Are Log Messages too Verbose in Spark Shell? Then Fix it!

Spark’s Interactive Shell (spark-shell/pyspark) is one of the great features offered by Apache Spark.

You can find advantages of Spark’s interactive shell below:

  • Analysing Data Interactively - No need to create, build and deploy applications
  • Learning Spark API - One can easily practice, learn and master the API
  • Debugging Code - Debugging some part of Spark Application code is easy with Interactive Shell

This looks really amazing! But most of the people feel discomfort with logs produced at the time of Spark code is executed in Interactive Shell

For the sake of good, Spark allows you to TURN OFF the logs.

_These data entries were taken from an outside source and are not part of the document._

PR #1089, opened 2025-06-03
feat(inbox): Only update subscriber cache when no filters are active

medchedli:
This PR modifies the subscriber cache update behavior in the inbox component to prevent unwanted updates when filters are applied. Previously, new subscribers were always added to the cache regardless of active filters, which could interfere with search results and filtered views.

## Summary by CodeRabbit

- **Bug Fixes**
  - Improved subscriber list updates to ensure new subscribers appear correctly in the unfiltered view.

### DIFF
--- a/frontend/src/components/inbox/hooks/useInfiniteLiveSubscribers.ts
+++ b/frontend/src/components/inbox/hooks/useInfiniteLiveSubscribers.ts
@@ -73,8 +73,9 @@ export const useInfiniteLiveSubscribers = (props: {
       if (event.op === "newSubscriber") {
         const { result } = normalizeAndCache(event.profile);
 
+        // Only update the unfiltered (all-subscribers) cache
         queryClient.setQueryData(
-          [QueryType.infinite, EntityType.SUBSCRIBER, params],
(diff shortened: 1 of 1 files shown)


frontend/src/components/inbox/hooks/useInfiniteLiveSubscribers.ts
```diff
@@ -72,22 +72,27 @@ export const useInfiniteLiveSubscribers = (props: {
...
 
-        queryClient.setQueryData(
-          [QueryType.infinite, EntityType.SUBSCRIBER, params],
-          (oldData) => {
-            if (oldData) {
-              const data = oldData as InfiniteData<string[]>;
+        // Only update cache if no filters are applied
+        if (!hasFilters) {
+          queryClient.setQueryData(
+            [QueryType.infinite, EntityType.SUBSCRIBER, params],
```
marrouchi:
```suggestion
            [QueryType.infinite, EntityType.SUBSCRIBER, { where: {} }],
```
We can set the query data regardless (by removing the if condition)

marrouchi (approved):

PR #153, opened 2020-08-10
Update transcript methods to use the Lecture Key rather than the Lecture Id.

amuamushu:
This change is needed because `lectureServlet` keeps a reference to the lecture key rather than the lecture id. When `lectureServlet` calls the method from `TranscriptServlet` for parsing the transcript, it would only be able to pass the key.

### DIFF
--- a/src/main/java/com/googleinterns/zoomtube/servlets/TranscriptServlet.java
+++ b/src/main/java/com/googleinterns/zoomtube/servlets/TranscriptServlet.java
@@ -69,7 +69,8 @@ public class TranscriptServlet extends HttpServlet {
     String videoId = request.getParameter(LectureUtil.VIDEO_ID);
     Document document = getTranscriptXmlAsDocument(videoId).get();
     long lectureId = Long.parseLong(request.getParameter(LectureUtil.ID));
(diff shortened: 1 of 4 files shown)


src/main/java/com/googleinterns/zoomtube/servlets/TranscriptServlet.java
```diff
@@ -69,7 +69,8 @@ public void doPost(HttpServletRequest request, HttpServletResponse response) thr
     String videoId = request.getParameter(LectureUtil.VIDEO_ID);
     Document document = getTranscriptXmlAsDocument(videoId).get();
     long lectureId = Long.parseLong(request.getParameter(LectureUtil.ID));
-    putTranscriptLinesInDatastore(lectureId, document);
+    Key lectureKey = KeyFactory.createKey(LectureUtil.KIND, lectureId);
```
f-camp, line 72: nit: I'm wondering if  ```LectureUtil.KIND``` needs to be named ```LectureUtil.KEY```?

amuamushu: I feel `KIND` would work better because `KIND` is also used to indicate the type of entity.

PR #155, opened 2020-08-10
Automatically Scroll the Transcript as a Video Plays Forward Without Seeking Backwards

amuamushu:
The transcript now automatically scrolls as the video is playing.

Video of auto scrolling: https://drive.google.com/file/d/1SQaRidffvOQgaoPJA58chcxL5Mrwok1T/view?usp=sharing

Issues that will be fixed later:
- Transcript sometimes scrolls to the next line prematurely
  - This can be mitigated by having the current transcript line be the second line visible in the transcript box rather than the first.
- Users can not scroll on their own while the video is playing. The transcript will scroll back to where it is supposed to be once it is time to scroll to the next line.

### DIFF
--- a/src/main/webapp/view/transcript/transcript.js
+++ b/src/main/webapp/view/transcript/transcript.js
@@ -119,7 +119,8 @@ function deleteTranscript() {
 
 /** Seeks transcript to {@code currentTime}, which is given in seconds. */
 function seekTranscript(currentTime) {
-  const currentTimestamp = window.getDateInSeconds(currentTranscriptLine.endDate);
+  const currentTimestamp =
+      window.getDateInSeconds(currentTranscriptLine.endDate);
   if (currentTime <= currentTimestamp) {
     return;
   }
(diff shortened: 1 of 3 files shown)


src/main/webapp/view/transcript/transcript.js
```diff
@@ -85,6 +86,11 @@ function appendTextToList(transcriptLine, ulElement) {
   ulElement.appendChild(liElement);
   // Save the dates for seeking later.
   liElement.startDate = new Date(transcriptLine.start);
+  liElement.endDate = new Date(transcriptLine.end);
```
jaysaleh, line 89: Why do we need a date here?

amuamushu: The start date is stored so that when the Transcript calls `seekAll`, it has a time to pass into the parameter. The end date is used to check that the time received from the video is still within the current transcript line.

PR #156, opened 2020-08-10
Removes videoId from URL

jaysaleh:
This pr removes the videoId from the URL


src/test/java/com/googleinterns/zoomtube/servlets/LectureServletTest.java
```diff
@@ -94,7 +94,7 @@ public void doPost_urlAlreadyInDatabase_shouldReturnLecture() throws IOException
     servlet.doPost(request, response);
 
     assertThat(datastoreService.prepare(new Query(LectureUtil.KIND)).countEntities()).isEqualTo(1);
-    verify(response).sendRedirect("/view/?id=1&video-id=wXhTHyIgQ_U");
+    verify(response).sendRedirect("/view/?id=1");
```
amuamushu, line 97:
```suggestion
    verify(response).sendRedirect("/view?id=1");
```
I don't think there should be an extra slash after `view`. I think the issue may be the `REDIRECT_URL` in `LectureServlet`.

src/test/java/com/googleinterns/zoomtube/servlets/LectureServletTest.java
```diff
@@ -105,7 +105,7 @@ public void doPost_urlNotInDatabase_shouldAddToDatabaseAndReturnRedirect() throw
...
```
amuamushu, line 108: here too, extra slash
```suggestion
    verify(response).sendRedirect("/view?id=1");
```

src/test/java/com/googleinterns/zoomtube/servlets/LectureServletTest.java
jaysaleh: fixing in a separate pr

src/main/java/com/googleinterns/zoomtube/servlets/LectureServlet.java
```diff
@@ -152,17 +152,14 @@ private Entity getLectureEntityFromRequest(HttpServletRequest request) {
   }
 
   /**
-   * Returns URL redirecting to lecture view page with parameters {@code lectureId}
-   * and {@code videoId} found in {@code lectureEntity}.
+   * Returns URL redirecting to lecture view page with parameter {@code lectureId}
```
n-wach, line 155: Please explain `lectureId` in the comment, or remove.

I think: `Returns URL for the lecture view page for {@code lectureEntity}` might be good enough

jaysaleh: Fixed

src/test/java/com/googleinterns/zoomtube/servlets/LectureServletTest.java
n-wach: Technically I think it should work with or without the slash, but yeah we should be consistent and not use one.

jaysaleh:
> Does the transcript stuff work correctly without a video id in the URL? Or is it used somewhere. I notice the window.location.search is still passed as an arg in loadTranscript

Right now the transcripts don't work, was thinking we could do it in a separate PR

src/main/webapp/view/transcript/transcript.js
```diff
@@ -21,6 +21,7 @@ const ENDPOINT_TRANSCRIPT = '/transcript';
  */
 // TODO: Delete this method once TranscriptServlet's doPost()
 // is called in LectureServlet.
+// TODO: Add videoId as a param.
```
billie-cat, line 24: Why add this if the other TODO says to delete the method?

jaysaleh: For transcripts to work while this function exists the param needs to be added

Issue #165, opened 2020-08-11
Fix issue with the Nav bar hiding upon scrolling the transcript lines.


amuamushu:
Currently, when a transcript line is scrolled to, it also scrolls the nav bar out of view.

Potential Solutions:
- Adjust position of nav bar --> Spacing between the nav bar and the rest of the page differs based on whether the transcript is scrolling or not.
- Update the container's `.scrollTop` property based on `element.offsetHeight`

PR #167, opened 2020-08-11
Fix height of transcript container.

amuamushu:
This pull request fixes the issue in which the transcript does not occupy the entire transcript container space.

Screenshot of the full page: https://screenshot.googleplex.com/RftFwDugiMt.png

### DIFF
--- a/src/main/webapp/view/lecture-view.css
+++ b/src/main/webapp/view/lecture-view.css
@@ -66,7 +66,7 @@
 }
 
 #transcript-lines-container {
-  height: 100%;
+  height: 90%;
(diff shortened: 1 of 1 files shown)


amuamushu:
> Looks better, but when I run this locally and the transcript auto scrolls, the top of the page gets cut off. This includes the navbar and most of the video now. Can we get that issue fixed in this PR too?

Thanks for noticing that! I'm working on fixing that issue right now (#165) in a different pull request because it might take a while to look into.

n-wach:
Sounds good, approved!

PR #170, opened 2020-08-11
Automatically scroll discussion to relevant comments

n-wach:
This adds scrolling to seekDiscussion.  Every time seekDiscussion is called, we instantly scroll to the first comment within 10 seconds of the reported current time.


src/main/webapp/view/discussion/discussion.js
```diff
@@ -147,6 +154,30 @@ function updateNewCommentTimestamp(timeMilliseconds) {
...
+/**
+ * Returns an array of the {@code DiscussionComment}s within
+ * {@code TIME_TOLERANCE_MILLISECONDS} milliseconds to the {@code
+ * timestampMilliseconds}. This returns an empty array if no elements are
+ * nearby.
+ */
+function getNearbyDiscussionComments(timestampMilliseconds) {
+  const nearby = [];
+  // currentRootDiscussionComments is already sorted by timestamp.
+  for (const element of currentRootDiscussionComments) {
```
amuamushu, line 166: When we have a lot of comments, I feel it is inefficient to loop through all of the current root comments like so. 

Do you think you can look into using binary search to find the closest element to the lower time bound and start iterating from there instead?

src/main/webapp/view/discussion/discussion.js
```diff
@@ -147,6 +154,30 @@ function updateNewCommentTimestamp(timeMilliseconds) {
   newCommentTimestampMilliseconds = timeMilliseconds;
 }
 
+/**
+ * Returns an array of the {@code DiscussionComment}s within
+ * {@code TIME_TOLERANCE_MILLISECONDS} milliseconds to the {@code
```
amuamushu, line 159: I think we should be using backticks instead of @code (#171)

src/main/webapp/view/discussion/discussion.js
```diff
@@ -147,6 +154,30 @@ function updateNewCommentTimestamp(timeMilliseconds) {
...
+ * timestampMilliseconds}. This returns an empty array if no elements are
```
amuamushu, line 160: nit: Can `This returns an empty ...` be moved to its own paragraph

src/main/webapp/view/discussion/discussion.js
```diff
@@ -36,7 +36,11 @@ const SELECTOR_CANCEL_REPLY = '#cancel-reply';
 const SELECTOR_POST_REPLY = '#post-reply';
 const SELECTOR_REPLY_TEXTAREA = '#reply-textarea';
 
+// 10 seconds.
+const TIME_TOLERANCE_MILLISECONDS = 10 * 1000;
+
 let newCommentTimestampMilliseconds = 0;
+let currentRootDiscussionComments = [];
```
amuamushu, line 43: Can you add an inline comment for the array type? 
https://google.github.io/styleguide/jsguide.html#features-declare-types-as-needed

src/main/webapp/view/discussion/discussion.js
n-wach: I just tested with 1000 comments (our goal in design doc) at timestamp 00:00.  

It takes 1.5 milliseconds to run `getNearbyDiscussionComments(0)` and return an array with them all.  So this should be fine, especially as usually the comments wont all be grouped at 00:00 and only a few would be added to the array.

src/main/webapp/view/discussion/discussion.js
```diff
@@ -36,7 +36,11 @@ const SELECTOR_CANCEL_REPLY = '#cancel-reply';
 const SELECTOR_POST_REPLY = '#post-reply';
 const SELECTOR_REPLY_TEXTAREA = '#reply-textarea';
 
+// 10 seconds.
+const TIME_TOLERANCE_MILLISECONDS = 10 * 1000;
```
jaysaleh, line 40: Can you change this to 10,000 and leave the comment

src/main/webapp/view/discussion/discussion.js
```diff
@@ -91,11 +95,14 @@ async function postAndReload(
 async function loadDiscussion() {
   // Clear any existing comments before loading.
   ELEMENT_DISCUSSION.textContent = '';
+  currentRootDiscussionComments = [];
 
   const comments = await fetchDiscussion();
   const preparedComments = prepareComments(comments);
   for (const comment of preparedComments) {
-    ELEMENT_DISCUSSION.appendChild(new DiscussionComment(comment));
+    const element = new DiscussionComment(comment);
```
jaysaleh, line 103: This name could be more descriptive element is general

src/main/webapp/view/discussion/discussion.js
n-wach: Done

src/main/webapp/view/discussion/discussion.js
n-wach: Done

src/main/webapp/view/discussion/discussion.js
n-wach: Added!

src/main/webapp/view/discussion/discussion.js
n-wach: changed to `commentElement`

src/main/webapp/view/discussion/discussion.js
n-wach: Done!

src/main/webapp/view/discussion/discussion.js
```diff
@@ -276,7 +276,7 @@ class DiscussionComment extends HTMLElement {
 // Custom element names must contain a hyphen.
 customElements.define('discussion-comment', DiscussionComment);
 
-/** Seeks discussion to {@code currentTime}. */
+/** Seeks discussion to `@code currentTime`. */
```
amuamushu, line 279:
```suggestion
/** Seeks discussion to `currentTimeSeconds`. */
```

n-wach: ah yes good catch

src/main/webapp/view/discussion/discussion.js
amuamushu: Sounds good. Thanks for looking into that!

src/main/webapp/view/discussion/discussion.js
n-wach: Fixed!

src/main/webapp/view/discussion/discussion.js
```diff
@@ -147,6 +154,30 @@ function updateNewCommentTimestamp(timeMs) {
   newCommentTimestampMs = timeMs;
 }
 
+/**
+ * Returns an array of the `DiscussionComment`s within
+ * `TIME_TOLERANCE_MILLISECONDS` milliseconds to the `timestampMilliseconds`.
```
billie-cat, line 159: why are these all quoted? Shouldn't you use @code instead?

src/main/webapp/view/discussion/discussion.js
```diff
@@ -147,6 +154,30 @@ function updateNewCommentTimestamp(timeMs) {
...
+ *
+ * <p>This returns an empty array if no elements are nearby.
```
billie-cat, line 161: This is important information and should be part of the main JSDoc, not in a new paragraph.

src/main/webapp/view/discussion/discussion.js
```diff
@@ -147,6 +154,30 @@ function updateNewCommentTimestamp(timeMs) {
...
+  // currentRootDiscussionComments is already sorted by timestamp.
+  for (const element of currentRootDiscussionComments) {
+    const commentTime = element.comment.timestampMilliseconds;
+    if (commentTime < timestampMilliseconds - TIME_TOLERANCE_MILLISECONDS) {
+      // Before the start of the range, continue to next.
+      continue;
+    }
+    if (commentTime > timestampMilliseconds + TIME_TOLERANCE_MILLISECONDS) {
+      // Outside of range, there will be no more.
+      break;
```
billie-cat, line 174: Instead of break, you can return nearby.

src/main/webapp/view/discussion/discussion.js
```diff
@@ -230,14 +261,29 @@ class DiscussionComment extends HTMLElement {
     span.slot = name;
     this.appendChild(span);
   }
+
+  /**
+   * Scroll `ELEMENT_DISCUSSION` such that this element is at the top.
```
billie-cat, line 266: why quote it instead of using @code?

billie-cat: Also you are talking about the code and someone needs to look up what ELEMENT_DISCUSSION is. Why not just say: Scroll the discussion element to the first discussion created. Or something like that.

src/main/webapp/view/discussion/discussion.js
```diff
@@ -36,7 +36,11 @@ const SELECTOR_CANCEL_REPLY = '#cancel-reply';
 const SELECTOR_POST_REPLY = '#post-reply';
 const SELECTOR_REPLY_TEXTAREA = '#reply-textarea';
 
+// 10 seconds.
+const TIME_TOLERANCE_MILLISECONDS = 10000;
+
 let newCommentTimestampMs = 0;
+let /** !Array<DiscussionComment> */ currentRootDiscussionComments = [];
```
f-camp, line 43: Why do we have an inline comment here please?

src/main/webapp/view/discussion/discussion.js
f-camp: @billie-cat I believe the javascript style prefers ticks to @code, this came up in yesterday sync.

f-camp, line 159: Perhaps this can be rephrased to

Return an array of `DiscussionComment`s in the range of  `TIME_TOLERANCE_MILLISECONDS` milliseconds and `timestampMilliseconds`?

It's a bit unclear the way it currently is.

src/main/webapp/view/discussion/discussion.js
f-camp: ditto re: @code vs ticks

f-camp: What's ```ELEMENT_DISCUSSION``` sorry? is this the current discussion element in the ui? If so perhaps what we're looking for is 
"Scroll such that this element is at the top"?

src/main/webapp/view/discussion/discussion.js
n-wach: See: #171

src/main/webapp/view/discussion/discussion.js
n-wach: Type annotation for unclear variable type.  See: https://google.github.io/styleguide/jsguide.html#features-declare-types-as-needed

src/main/webapp/view/discussion/discussion.js
n-wach: Combined

src/main/webapp/view/discussion/discussion.js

To achieve that you need to execute the following commands as soon as you launches the respective Spark shell.(You are flexible to choose log level between INFO, WARN, ERROR etc)

Scala Users:

sc.setLogLevel("WARN")

OR

import org.apache.log4j.Logger
import org.apache.log4j.Level
Logger.getLogger("org").setLevel(Level.WARN)
Logger.getLogger("akka").setLevel(Level.WARN)

Python Users:

sc.setLogLevel("WARN")

OR

log4j = sc._jvm.org.apache.log4j
log4j.LogManager.getRootLogger().setLevel(log4j.Level.WARN)

P.S: It is always a good practice to observe and understand the logs

3 Likes

Can we set the Spark shell to WARN globally? The INFO messages we see in spark-shell are mostly unecessary.